The structure is about 30 m in height, 35 m including its large pedestal. The shaft is made from a series of 20 colossal Carrara marble (Note: In ancient times, Carrara marble bore the name of Luna marble after the port of Luna, Etruria on the harbor of Luni from which it was shipped after being quarried in the mountains of Carrara.) drums, each weighing about 32 tons, with a diameter of 3.7 m. The 190 m frieze winds around the shaft 23 times. Inside the shaft, a spiral staircase of 185 steps provides access to a viewing deck at the top. The capital block of Trajan's Column weighs 53.3 tons, and had to be lifted to a height of about 34 m. Ancient coins indicate preliminary plans to top the column with a statue of a bird, probably an eagle. After construction, a statue of Trajan was put in place; this disappeared in the Middle Ages. On December 4, 1587, the top was crowned by Pope Sixtus V with a bronze figure of Saint Peter, which remains.

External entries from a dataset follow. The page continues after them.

PR #350, opened 2021-07-27
finished chore of multiple key validation

amaugosomto:
I deleted the old branch and created this new one as trying to merge made changes to 89 files. Also removed the previous toastr error implementation and used a form error.

### DIFF
--- a/src/app/routes/assets/verification-method/verification-method.component.ts
+++ b/src/app/routes/assets/verification-method/verification-method.component.ts
@@ -5,6 +5,7 @@ import { AbstractControl, FormControl, ValidationErrors, ValidatorFn, Validators
 import { PageEvent } from '@angular/material/paginator';
 import { KeyTypesEnum } from '../models/keyTypesEnum';
 import { isHexValidator } from '../../../utils/validators/is-hex.validator';
+import { listContainsValidator } from '../../../utils/validators/list-contains.validator';
 
 export interface PublicKey {
   publicKeyHex: string;
@@ -23,15 +24,7 @@ export class VerificationMethodComponent implements OnInit {
   dataSource: PublicKey[] = [];
   selectControl = new FormControl('', [Validators.required]);
 
-  publicKeyExistValidator(): ValidatorFn {
-    return (control: AbstractControl): ValidationErrors | null => {
-      const exists = this.dataSource.find(key => key.publicKeyHex === control.value);
-      return exists ? {publicKeyExist: {value: control.value}} : null;
-    };
-  }
-  publicKey = new FormControl('',
-    [Validators.required, isHexValidator, this.publicKeyExistValidator()]
-  );
+  publicKey = new FormControl('');
   selectOptions = Object.entries(KeyTypesEnum);
   private publicKeys;
 
@@ -79,7 +72,7 @@ export class VerificationMethodComponent implements OnInit {
       return 'Invalid input. Public key must start with "0x" to be followed by 66 or 130 Hexadecimal characters.';
     }
 
-    if (this.publicKey.hasError('publicKeyExist')) {
+    if (this.publicKey.hasError('listContains')) {
       return 'Public key entered already exists, please choose another.';
     }
 
@@ -95,10 +88,12 @@ export class VerificationMethodComponent implements OnInit {
     this.publicKeys = publicKeys;
     this.verificationsAmount = publicKeys.length;
     this.setDataSource();
+    this.publicKey.setValidators([Validators.required, isHexValidator, listContainsValidator(this.dataSource, 'publicKeyHex')]);
   }
 
   private setDataSource(): void {
     this.dataSource = this.publicKeys.slice(this.pageIndex * this.pageSize, (this.pageIndex + 1) * this.pageSize);
+    console.log(this.dataSource)
   }
 
   private loadPublicKeys(): void {
--- a/src/app/routes/assets/verification-method/verification-method.component.ts
+++ b/src/app/routes/assets/verification-method/verification-method.component.ts
@@ -1,7 +1,7 @@
 import { Component, Inject, OnInit } from '@angular/core';
 import { MAT_DIALOG_DATA, MatDialogRef } from '@angular/material/dialog';
 import { VerificationService } from './verification.service';
-import { AbstractControl, FormControl, ValidationErrors, ValidatorFn, Validators } from '@angular/forms';
+import { FormControl, Validators } from '@angular/forms';
 import { PageEvent } from '@angular/material/paginator';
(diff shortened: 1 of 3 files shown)


src/app/routes/assets/verification-method/verification-method.component.ts
```diff
@@ -22,8 +22,15 @@ export class VerificationMethodComponent implements OnInit {
   verificationsAmount: number;
   dataSource: PublicKey[] = [];
   selectControl = new FormControl('', [Validators.required]);
+
+  publicKeyExistValidator(): ValidatorFn {
```
DawidGil-jlabs, line 26: Method shouldn't be mixed with properties. Property > constructor > methods. Please align that.

src/app/routes/assets/verification-method/verification-method.component.ts
```diff
@@ -22,8 +22,15 @@ export class VerificationMethodComponent implements OnInit {
...
+    return (control: AbstractControl): ValidationErrors | null => {
```
DawidGil-jlabs, line 27:
```suggestion
      listContainsValidator(source: unknown[], property: string): ValidatorFn {
    return (control: AbstractControl): ValidationErrors | null => {
      const exists = source.find(key => key[property] === control.value);
      return exists ? {listContains: {value: control.value}} : null;
    };
  }
```
What do you think? This way we can remove this validator from component, writing unit tests will be pretty easy.
The only thing is that you need to set validators later like this: `this.publicKey.setValidators([Validators.required, isHexValidator, this.publicKeyExistValidator(this.dataSource, 'publicKeyHex')]);`, not when initializing. For example in handleLoadedPublicKeys.

@VOSpdUkraine please add your thoughts on this.

DawidGil-jlabs (commented):
Generally looks good. I added 1 comment to align. Second is for discussion.

src/app/routes/assets/verification-method/verification-method.component.ts
amaugosomto: Yeah. I was thinking of putting the function in utils/validators folder. But I didnt see any other component using it. So I left it there

DawidGil-jlabs: Ok, it would be good to have tests for it imo.
I think having it as a function will make testing a lot easier. -> you do not have to mock component properties. However it's your call, both solutions are fine for me.

src/app/routes/assets/verification-method/verification-method.component.ts
```diff
@@ -83,10 +88,12 @@ export class VerificationMethodComponent implements OnInit {
     this.publicKeys = publicKeys;
     this.verificationsAmount = publicKeys.length;
     this.setDataSource();
+    this.publicKey.setValidators([Validators.required, isHexValidator, listContainsValidator(this.dataSource, 'publicKeyHex')]);
   }
 
   private setDataSource(): void {
     this.dataSource = this.publicKeys.slice(this.pageIndex * this.pageSize, (this.pageIndex + 1) * this.pageSize);
+    console.log(this.dataSource)
```
VOSpdUkraine, line 96: is it need ?

src/app/utils/validators/validators.spec.ts
```diff
@@ -0,0 +1,25 @@
+import { FormControl } from '@angular/forms';
+import { listContainsValidator } from './list-contains.validator';
+
+describe('Validators', () => {
```
DawidGil-jlabs, line 4: This describe can be removed.

src/app/routes/assets/verification-method/verification-method.component.ts
amaugosomto: forgot to remove it. Done and pushed

src/app/utils/validators/validators.spec.ts
```diff
@@ -0,0 +1,25 @@
...
+    describe('listContainsValidators', () => {
+        it('listContainsValidator should not return null if it fails', () => {
+            const source = [
+                { publicKeyHex: '0x8C2CBcBE93b96ef66F854407548edE5f74f4c016ybdybdjdbdjdyydydjdjdjdjdd' }
```
DawidGil-jlabs, line 8: You can leave this as it is, but do you know you can put here whatever you want? It doesn't need to be publicKeyHex.

src/app/utils/validators/validators.spec.ts
```diff
@@ -0,0 +1,25 @@
...
+        });
+
+        it('listContainsValidator should return null if it passes', () => {
+            
+            const validator = listContainsValidator([], 'publicKeyHex');
+            const exists = validator(new FormControl('0x8C2CBcBE93b96ef66F854407548edE5f74f4c016ybdybdjdbdjdyydydjdjdjdjdd'));
+            
+            expect(exists).toEqual(null);
+        });
+    })
```
DawidGil-jlabs, line 24: What would happen if you put undefined instead of empty array in source? 
What would happen if you put undefined as a property?
Do you think those a valid cases?

DawidGil-jlabs (approved):

src/app/routes/assets/verification-method/verification-method.component.ts
```diff
@@ -95,10 +88,12 @@ export class VerificationMethodComponent implements OnInit {
...
```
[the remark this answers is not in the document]
amaugosomto: removed

src/app/utils/validators/validators.spec.ts
amaugosomto: I put it like that in case the other validators need to be tested

src/app/utils/validators/validators.spec.ts
amaugosomto: Yeah, I know. I felt it would be better to test with what we are already using. I could use other keys

DawidGil-jlabs: But we do not have any wrapper for those validators. There are few our own validators and each have it's own file with testing. We can in fact create a class for example:
```
  class SbValidators {
    static listContains() {}
    static someOtherMethod
    ....
  }
```
That way this describe wrapper have more sense. But this is topic for a different discussion.

src/app/utils/validators/validators.spec.ts
DawidGil-jlabs: But we do not have any wrapper for those validators. There are few our own validators and each have it's own file with testing. We can in fact create a class for example:
```
  class SbValidators {
    static listContains() {}
    static someOtherMethod
    ....
  }
```
That way this describe wrapper have more sense. But this is topic for a different discussion.

DawidGil-jlabs (approved):
Lgtm

PR #353, opened 2021-07-28
Fixed Issue with year on the role restrictions step

VOSpdUkraine:
#SWTCH-1152

### DIFF
--- a/src/app/routes/applications/new-role/components/role-field/role-field.component.html
+++ b/src/app/routes/applications/new-role/components/role-field/role-field.component.html
@@ -92,18 +92,18 @@
                 <mat-label class="ml-3 pl-1">Min Date</mat-label>
                 <mat-form-field class="mt-2" appearance="outline" floatPlaceholder="never">
                   <input [matDatepicker]="pickerMin" matInput placeholder="Min Date" autocomplete="off"
-                         formControlName="minDate" (keypress)="$event.preventDefault()">
+                         formControlName="minDate" disabled>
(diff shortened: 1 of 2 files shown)


src/app/routes/applications/new-role/components/role-field/role-field.component.html
```diff
@@ -92,18 +92,18 @@
                 <mat-label class="ml-3 pl-1">Min Date</mat-label>
                 <mat-form-field class="mt-2" appearance="outline" floatPlaceholder="never">
                   <input [matDatepicker]="pickerMin" matInput placeholder="Min Date" autocomplete="off"
-                         formControlName="minDate" (keypress)="$event.preventDefault()">
+                         formControlName="minDate" disabled>
```
DawidGil-jlabs, line 95: I'm not a designer so i'll ask our expert. @davycastillo what do you think from UX perspective about disabling ability to write a date by user? It is desired behavior?

davycastillo: I think it's more convenient to allow the user to edit the date but, just need to add the error message accordingly.

VOSpdUkraine: if you do this, then you need to add more than just an error message to a full-fledged validation with valid characters and formats

dawidgil (approved):
Like we said on standup meeting. Let's go with this approach for now.

PR #364, opened 2021-08-04
fix enrolment navigation.

dawidgil:
Problem occurs when trying to navigate from `enrolment requests` to `my enrolments` in `Enrolments` page. Previously it worked because we had loose equality. Now we have strict equality and we are comparing string to number.


davycastillo (approved):
LGTM.

PR #366, opened 2021-08-05
SWTCH-1142 implement button to copy staking url

dawidgil:
1. Checks if organization is a provider - if not shows action to create staking pool.
2. Move actions to separate components for org/apps/roles.
3. Show copy to clipboard staking url only when organization is provider. 
4. Removes double checking if an organization/role/app belongs to the current user.


davycastillo (approved):
LGTM.

Issue #359, opened 2019-01-18
Text changes to assignment and files view 


pushyamig:
Change “Reset as my default” to “Remember my setting”
Change “Current Default” to “My current setting”
Change text to “Files accessed from week 1 to 16 by students with these grades:”  
Change “All Grades” to “All”

pushyamig:
This is ready for testing

jennlove-um:
Testing passes.  Text has been updated on Files Accessed and Assignment Planning pages.

PR #360, opened 2019-01-18
#359 text changes for assignment and files view

pushyamig:


dashboard/static/js/file_access_within_week.js
```diff
@@ -18,6 +18,10 @@ var mini_margin = {top: 50, right: 10, bottom: 50, left: 10},
     mini_width = 100 - mini_margin.left - mini_margin.right,
     mini_height = 400 - mini_margin.top - mini_margin.bottom;
 
+const REMEMBER_MY_SETTING = 'Remember my setting';
```
jonespm: Since this text is duplicated in 2 files I think we should define these in a separate file and include that file before both of these 2 javascript files are included. That would help i18n future consideration.

pushyamig: ya. I have been thinking about that. We need to have a solution to have a JS static content loaded from the separate file. I have the issue opened [here](https://github.com/tl-its-umich-edu/my-learning-analytics/issues/361)

jonespm: Thanks, something that would be nice to have for spring/summer.

PR #366, opened 2019-01-20
issue_292 check for invalid course ids

zqian:


dashboard/cron.py
```diff
@@ -80,6 +80,37 @@ class DashboardCronJob(CronJobBase):
...
+    def invalid_course_ids(self):
+
+        # whether all course ids are valid ids
+        invalid_course_id_list = []
+
+        logger.debug("in checking course")
+
+        # loop through multiple course ids
+        for course_id in Course.objects.get_supported_courses():
+            if (not course_id.isdigit()):
```
pushyamig:
```suggestion
            if not course_id.isdigit():
```

dashboard/cron.py
```diff
@@ -358,26 +389,34 @@ def do(self):
 
         status += "Start cron at: " +  str(datetime.datetime.now()) + "\n"
 
-        logger.info("************ term")
-        status += self.update_with_udw_term()
+        invalid_course_id_list = self.invalid_course_ids()
+        logger.debug(f"invalid id {invalid_course_id_list}")
+        if (len(invalid_course_id_list) > 0):
```
pushyamig:
```suggestion
        if len(invalid_course_id_list) > 0:
```

dashboard/cron.py
```diff
@@ -80,6 +80,37 @@ class DashboardCronJob(CronJobBase):
     schedule = Schedule(run_at_times=settings.RUN_AT_TIMES)
     code = 'dashboard.DashboardCronJob'    # a unique code
 
+    # return a list of invalid course ids
+    def invalid_course_ids(self):
+
+        # whether all course ids are valid ids
+        invalid_course_id_list = []
```
pushyamig: Optional: more [info](https://docs.python.org/3/library/typing.html#type-aliases)
```
from typing import List
invalid_course_id_list = List[str] 
```

dashboard/cron.py
```diff
@@ -80,6 +80,37 @@ class DashboardCronJob(CronJobBase):
...
+                course_sql = f"""select * 
+                            from course_dim c
+                            where c.id = '{course_id}'
+                            """
+                logger.debug(course_sql)
+                course_df = pd.read_sql(course_sql, conns['UDW'])
+
+                # error out when course id is invalid
+                if course_df.empty:
+                    logger.error(f"""Course {course_id} is invalid. """)
```
pushyamig: I don't think it is an invalid course_id but there is no info in the UDW for that course. So that msg should is appropriate to that `f"Course {course_id} don't have the entry in UDW yet"`

dashboard/cron.py
jonespm: There's not much in the style guide about if statements. I believe either form is _fine_ but best practice is for single line if statement to **not** have parenthesis but multiple lines should, so looks good.

https://www.python.org/dev/peps/pep-0008/#multiline-if-statements

dashboard/cron.py
```diff
@@ -80,6 +80,37 @@ class DashboardCronJob(CronJobBase):
     schedule = Schedule(run_at_times=settings.RUN_AT_TIMES)
     code = 'dashboard.DashboardCronJob'    # a unique code
 
+    # return a list of invalid course ids
+    def invalid_course_ids(self):
```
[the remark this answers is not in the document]
jonespm: It sounds like it's more like **verify_course_ids**

dashboard/cron.py
jonespm: I'd probably make this an attribute in the class so it could be used by the other methods later. We could alter this to have the other methods just skip the invalid courses rather than stop the job entirely.

jonespm: This is probably fine that it is for now, that's an easy change later. I'm thinking this is the "good" solution. The better solution would be if this could continue to process the good courses, but I wouldn't worry about that for now.

dashboard/cron.py
```diff
@@ -358,26 +389,34 @@ def do(self):
 
         status += "Start cron at: " +  str(datetime.datetime.now()) + "\n"
 
-        logger.info("************ term")
-        status += self.update_with_udw_term()
+        invalid_course_id_list = self.invalid_course_ids()
+        logger.debug(f"invalid id {invalid_course_id_list}")
+        if (len(invalid_course_id_list) > 0):
+            # error out and stop cron job
+            status += f"ERROR: Those course ids are invalid: {invalid_course_id_list}\n"
```
jonespm: Rather than indenting all of this in an else you could have just 

`return status`

here.

dashboard/cron.py
zqian: parentheses removed.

Trajan's Column was originally flanked by two sections of the Ulpian Library, a Greek chamber and a Latin chamber, which faced each other and had walls lined with niches and wooden bookcases for scrolls. The Latin chamber likely contained Trajan's lost commentary on the Roman-Dacian Wars, the Dacica, which most scholars agree was intended to be echoed in the spiralling, sculpted narrative design of Trajan's Column.

== Frieze ==

===Design===
The column shows 2,662 figures and 155 scenes; Trajan himself appears on the column 58 times.

The continuous helical frieze winds 23 times from base to capital and was an architectural innovation in its time. The design was adopted by later emperors such as Marcus Aurelius. The narrative band expands from about 1 m at the base of the column to 1.2 m at the top.
The scenes unfold continuously. Often a variety of different perspectives are used in the same scene, so that more can be revealed (e.g., a different angle is used to show men working behind a wall).

=== Historical content portrayed ===

The relief portrays Trajan's two victorious military campaigns against the Dacians; the lower half illustrating the first (101–102), and the top half illustrating the second (105–106). These campaigns were contemporary to the time of the column's construction. The frieze repeats standardized scenes of imperial address (adlocutio), sacrifice (lustratio), and the army setting out on campaign (profectio). Scenes of battle are very much a minority on the column; instead it emphasizes images of orderly soldiers carrying out ceremony and construction. The aim of the Dacian campaigns was to incorporate and integrate Dacia into the Roman Empire as a province. On Trajan's Column, imagery related to wartime violence in general seems to have been downplayed and depictions of violent action towards foreign women and children are nonexistent. Some scholars suggest the lack of battle scenes and large number of construction scenes was meant to speak to the urban population of Rome (the primary audience), addressing their fear and distrust of the army by depicting its warfare as one with little collateral damage. The portrayal of the Roman army as relatively gentle may have been designed to support Trajan's image as a man of "justice, clemency, moderation, and restraint". Others have argued that the number of tree-felling scenes on the Column (48 of the 224 trees on the Column are being felled) work alongside the bridging of the Danube at the base, and are meant to speak to a more total conquest of the province than had previously been achieved. Key specific events portrayed are the first crossing of the Danube by the Roman legion, Trajan's voyage up the Danube, the surrender of the Dacians at the close of the first war, the great sacrifice by the Danube bridge during the second war, the assault on the Dacian capital, and the death of the Dacian king Decebalus. The two sections are separated by a personification of victory writing on a shield flanked on either side by trophies.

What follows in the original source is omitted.